"لتحقيق ذلك" - Translation from Arabic to Turkish

    • Bunun için
        
    • bunu başarmak için
        
    • bunu yapmak için
        
    • bunu gerçekleştirmenin
        
    • Bunun gerçekleşmesi için
        
    • bunu yapmanın
        
    • buna ulaşmak için
        
    • geliyorsa yapacak
        
    Bunun için, kaynağı boşlukta bulmak için iki kulağa gelen sesleri karşılaştırır. TED لتحقيق ذلك فهو يقارن الأصوات الآتية إلى الأذنين لتحديد المصدر في الفراغ.

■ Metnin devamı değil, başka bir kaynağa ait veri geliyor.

PR #3451, opened 2024-05-30
developer docs

cdhanna:


Leinnan:
I love the idea! <3 
Sidenote - would you consider putting that into some linter to make more in line with Markdown recommendations? Something like https://dlaa.me/markdownlint/

Leinnan:
Also we can consider adding `docs` folder to formatCode job: https://github.com/beamable/BeamableProduct/blob/main/.github/workflows/formatCode.yml (look for `Lint changelogs`)

PR #3485, opened 2024-06-13
fixes #3313 - global log options

### LINKED ISSUE #3313: Add global logging options to CLI
https://disruptorbeam.atlassian.net/browse/BEAM-4100

The CLI will currently mask tokens by default, and log to a file for diagnostic purposes. 

However, both of these features should be configurable by global feature flags.

 

--unmask-logs should prevent log masking, and --no-log-file should prevent using a log file sink.

cdhanna:
adds the `--unmask-logs` and `--no-log-file` option.

Some trickery is done to get access to the parse options, and essentially the log config needs to be delayed until we have the parse result from the CLI framework. 

so now if you pass `--unmask-logs`, the logs won't have the tokens set to last-4.
And if you pass `--no-log-file`, then no log file is written :shrug: 

---

Oh, also I fixed a bug with the `beam server req` command, it was using the wrong port by default :cry:


cli/cli/App.cs
```diff
@@ -607,12 +611,12 @@ protected virtual Parser GetProgram()
 				reporter.Exception(ex, context.ExitCode, context.BindingContext.ParseResult.Diagram());
 			}
 
-			var logConfigData = CommandProvider.GetService<LogConfigData>();
-			if (logConfigData.shouldUseTempFile)
+			// var appContext = CommandProvider.GetService<IAppContext>();
```
gabrielbeamable, line 614: comment leftover here

cli/cli/Options/GlobalOptions.cs
```diff
@@ -0,0 +1,29 @@
+using System.CommandLine;
+
+namespace cli.Options;
+
+
+public class UnmaskLogsOption : Option<bool>
```
gabrielbeamable, line 6: Pretty good option to have! Nice!

gabrielbeamable (approved):

Issue #3473, opened 2024-06-07
CLI - SAMs project should use local CLI install


cdhanna:
Today, a `.beamable` workspace is a single folder... But we should include a sibling folder, `.config` that includes the idiomatic dotnet local tool config, 
```json
{
  "version": 1,
  "isRoot": true,
  "tools": {
    "beamable.tools": {
      "version": "2.0.0",
      "commands": [
        "beam"
      ]
    }
  }
}
```

The global version becomes a setup only version, to install SAMs. If you aren't using SAM, this whole convo is almost meaningless. 
The local version is the source-of-truth, and is defined by `.config/dotnet-tools.json` as a sibling to the `.beamable` folder.

`dotnet-tools.json` is the source of truth for the entire project for 
1. nuget packages, 
2. cli usages

SDK integrations are responsible for setting `dotnet-tools.json`. (From Unity, it'll come from `versions-default.json`, in UE it comes from ???)

Then, we need
1. some sort of msbuild wizardry to keep the nuget package in-sync with the local tools version. Perhaps we use an msbuild property in the csproj that is auto-infered from the tool path.

If the user invokes the global CLI, 
1. at min, identify the error, and log an error.
2. better yet, auto-correct the issue and proxy to the local CLI, but log a loud warning and don't do this step on `--no-local-proxy` or something. 

-----

all beamable versions are derived from the `dotnet-tools.json` file. Pedro has added msbuild wizardry to extract an msbuild property that _is_ the version number in the json. 

At engine integration, we need to have a `.config` folder that defines the CLI

cdhanna:
the proxy of the global to local needs to be
1. loud, and announce that it is happening, and mention
2. there is a flag to disable it

PedroRauizBeamable:
PR for it is here: https://github.com/beamable/BeamableProduct/pull/3490

All tests are passing locally, so...  there's still needs some things to be done. Namely, getting GHA to play nicely with the new stuff as well as fixing any MacOS/Linux issues.

PR #3490, opened 2024-06-16
Issue/3473 - Project-Scoped CLI for Engine Integration

PedroRauizBeamable:
# Ticket
https://github.com/beamable/BeamableProduct/issues/3473

# Brief Description

## Various Features & Fixes
- [New Feature] Microservice Client Code generation through OAPI now support adding arbitrary data-types to the list of data types that are generated for the target engine.
- [Change] Modified Unreal CLI code-gen to better support the CLI running in server mode;
- [Fix] Content manifest performance improvements (we no longer download content serially, instead we do it concurrently)

## CLI Local vs Global
- Modified microservice `csproj` templates and injected props so that it keeps the Beamable packages it references sync'ed by default with the CLI
- If a CLI with version A gets invoked in a project that is currently targetting a CLI version B, the CLI will attempt to forward the command to the correct version automatically.
- Current CLI version is now injected into the Dockerfil as an ENV var so that the microservice can be correctly compiled from inside the container.

## Our Dev Workflow Changes
- install.bat/sh scripts are gone now (replaced by parameters on set-package.sh)
- `set-packages.sh` can now optionally re-build only a subset of packages;
- `set-packages.sh` has a parameter now that will cause it to install the CLI built with the local version of the code globally on your machine.
- `sync-rider-run-settings.sh` improved to support parameters on `set-package.sh` passed parameters.


PedroRauizBeamable:
@cdhanna, could use some help to test/update the GHA workflow scripts (as well as testing things locally on MacOS). But... the code here currently works with Docker for Windows (docker commands are running correctly) and UE Editor integration (content and microservices are correctly displayed).

cdhanna (approved):

PR #3500, opened 2024-06-20
adds `beam project enable` command via tags

cdhanna:
Now you can do

```
beam project enable --ids <> --with-group <> --without-group <>
```

The groups correspond to `<BeamServiceGroup>` settings configured in the csproj files for the services. 
The enable command will do the _Set_ math operations.

And then of the services resolved, the command will set the `<BeamEnabled>` flag in the project.


PedroRauizBeamable (approved):
👍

    Paraya ihtiyacı var ve Bunun için bir kadınla yatmaya hazır. Open Subtitles بحـــاجة إلى المـــــــال وهي مستعدة لممـــارسة الجنس مع إمرأة لتحقيق ذلك.
    Mucizevi şey ise bunu başarmak için daha çok para harcamanız gerekmiyor. TED الشيء المذهل هو: ليس عليك أن تنفق المزيد من المال لتحقيق ذلك.

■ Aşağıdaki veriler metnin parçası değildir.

PR #3523, opened 2024-07-05
Fix microservice not booting

gabrielbeamable:
Missing fixes for microservices assembly definition references

### DIFF
--- a/cli/cli/Services/ProjectContextUtil.cs
+++ b/cli/cli/Services/ProjectContextUtil.cs
@@ -560,10 +560,7 @@ public static class ProjectContextUtil
 		const string ITEM_TYPE = "ProjectReference";
 
 		var buildEngine = new ProjectCollection();
-		var stream = File.OpenRead(definition.ProjectPath);
-		var document = XDocument.Load(stream, LoadOptions.PreserveWhitespace);
-		var reader = document.CreateReader(ReaderOptions.None);
-		var buildProject = buildEngine.LoadProject(reader);
+		var buildProject = buildEngine.LoadProject(definition.ProjectPath);
 
 		var references = buildProject.GetItemsIgnoringCondition(ITEM_TYPE).ToArray();
 		for (int i = references.Length - 1; i >= 0; i--)
--- a/cli/cli/Services/ProjectContextUtil.cs
+++ b/cli/cli/Services/ProjectContextUtil.cs
@@ -344,6 +344,7 @@ public static class ProjectContextUtil
 						Path = referencedProject.RelativePath,
 						AssemblyName = referencedProject.BeamUnityAssemblyName
 					});
+					continue;
 				}
 
 				Log.Warning($"Project=[{project.relativePath}] references project=[${referencedProject.FullPath}] but that project was not detected in the beamable folder context. ");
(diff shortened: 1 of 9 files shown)


cli/cli/Services/ProjectContextUtil.cs
```diff
@@ -559,10 +560,7 @@ public static void UpdateUnityProjectReferences(BeamoServiceDefinition definitio
 		const string ITEM_TYPE = "ProjectReference";
 
 		var buildEngine = new ProjectCollection();
-		var stream = File.OpenRead(definition.ProjectPath);
```
gabrielbeamable, line 562: This wasn't working on nightly builds, this particularly line crashed because couldn't parse parts of the csproj that invoke methods to get the actual version. I'm not sure why this was happening, but changing this fixed that and also improved the formatting that was happening in the project when saving it to the file.

client/Packages/com.beamable.server/Editor/UI2/Configs/BeamableMicroservicesSettingsProvider.cs
```diff
@@ -159,10 +161,10 @@ public static SerializedObject GetSerializedSettings(string serviceName)
 			var instance = ScriptableObject.CreateInstance<BeamableMicroservicesSettings>();
 			instance.serviceName = serviceName;
 
-			instance.serviceDefinitions = new List<AssemblyDefinitionAsset>();
+			instance.assemblyReferences = new List<AssemblyDefinitionAsset>();
 			foreach (var name in sd.AssemblyDefinitionsNames)
 			{
-				var guids = AssetDatabase.FindAssets($"{name} t:AssemblyDefinitionAsset");
```
gabrielbeamable, line 165: So, doing `typeof(AssemblyDefinitionAsset).FullName` don't work. The name looks something like `UnityInternals.AssemblyDefinitionAsset`, and if you try to find that in the editor, nothing will pop. So, had to use the name instead of the FullName. Not sure if this fixes the issue you presented in our CR tho, so I'm open to suggestions.

templates/BeamStorage/BeamStorage.csproj
```diff
@@ -15,7 +15,7 @@
         <DotNetConfigPath Condition="'$(DotNetConfigPath)' == '' AND $(DOTNET_RUNNING_IN_CONTAINER)!=true">$([MSBuild]::GetDirectoryNameOfFileAbove("$(MSBuildProjectDirectory)/..", ".config/dotnet-tools.json"))</DotNetConfigPath>
         <DotNetConfig Condition="'$(DotNetConfig)' == '' AND $(DOTNET_RUNNING_IN_CONTAINER)!=true">$([System.IO.File]::ReadAllText("$(DotNetConfigPath)/.config/dotnet-tools.json"))</DotNetConfig>
         <!-- Extracts the version number from the first tool defined in 'dotnet-tools.json' that starts with "beamable". -->
-        <BeamableVersion Condition="'$(BeamableVersion)' == '' AND $(DOTNET_RUNNING_IN_CONTAINER)!=true">$([System.Text.RegularExpressions.Regex]::Match("$(DotNetConfig)", "beamable.*?\"([0-9]+\.[0-9]+\.[0-9]+)\",", RegexOptions.Singleline | RegexOptions.IgnorePatternWhitespace).Groups[1].Value)</BeamableVersion>
+        <BeamableVersion Condition="'$(BeamableVersion)' == '' AND $(DOTNET_RUNNING_IN_CONTAINER)!=true">$([System.Text.RegularExpressions.Regex]::Match("$(DotNetConfig)", "beamable.*?\"([0-9]+\.[0-9]+\.[0-9]+.*?)\",", RegexOptions.Singleline | RegexOptions.IgnorePatternWhitespace).Groups[1].Value)</BeamableVersion>
```
cdhanna, line 18: nice; but I think you need to make this edit in the common template project as well.

cdhanna (changes requested):
just one requirement- please modify the template of the common-lib too.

    Hayatımın son 20 yılında bunu başarmak için bir yol bulmaya çalıştım. TED إيجاد طريقة لتحقيق ذلك هو ما كنت أعمل عليه طوال العشرين عامًا الماضية من حياتي.
    diyerek gitmiyor. Ve işte araştırmanın ana noktası bu ve bunu yapmak için bir adım daha atmamız gerekiyor. TED وهذا هو محور موضوع البحث، ونحتاج لتحقيق ذلك أن نمضي خطوة للأمام،
    bunu gerçekleştirmenin tek yolu vardı. Open Subtitles ليس هنالك سوى طريقةٌ واحدةٌ لتحقيق ذلك..
    Yüz binlerce anonim sıradışıyı, Bunun gerçekleşmesi için çok sıkı çalıştıran şeydi. TED هي ما جعل مائة ألف من المميزين المجهولين يعملون بجهد لتحقيق ذلك.
    NASA'daki bilim adamları tam da bunu yapmanın bir yolunu buldu. TED لقد وجد العلماء في ناسا طريقة لتحقيق ذلك.
    buna ulaşmak için ne yardım gerekiyorsa yapmaya razıyım. Open Subtitles وإنّني مستـــــعد لمساعدتك على كل ما يتطـــلبه الأمر... لتحقيق ذلك.
    Aurora Rebekah'ı evde görme arzumuzdan gayet de haberdar ...ve eminim yardım etmek için elinden ne geliyorsa yapacak. Open Subtitles (أورورا) عليمة تمامًا برغبتنا لعودة (ريبيكا) لبيتنا أوقن أنّها ستبذل قصارى جهدها لتحقيق ذلك.
    - Bunun için büyük bir ordu gerekir. - Büyük bir ordumuz olacak. Open Subtitles نحتاج جيشا كبيرا لتحقيق ذلك سيكون لدينا جيشا كبيرا
    Bunun için kaç kişiyi aramam gerektiğini biliyor musun? Open Subtitles هل تعلم قدر الجهد و الأشخاص الذين علي أن أضغط عليهم لتحقيق ذلك ؟
    Sizin konuştuğunuz gibi büyük bir sükse yapmak için yani. bunu başarmak için kimi yenmeniz gerekebileceğini hayal bile edemiyorum. Open Subtitles لنشر قصه كالذي تتحدث عنها لايمكنني تخيل من عليك هزيمته, لتحقيق ذلك
    Ama şunu da itiraf etmeliyiz ki, aynı ağları ve teknolojileri yaşadıklarımıza alternatif oluşturmak ve bunu başarmak için gereken uzlaşı ve ittifakları oluşturmak için iyi kullanamadık. TED لكن علينا الاعتراف أننا لم نحسن استخدام هذه الشبكات والتقنيات لنحدد بديلًا واضحًا لما نشهده الآن ونجد إجماعًا ونبني التحالفات الضرورية لتحقيق ذلك.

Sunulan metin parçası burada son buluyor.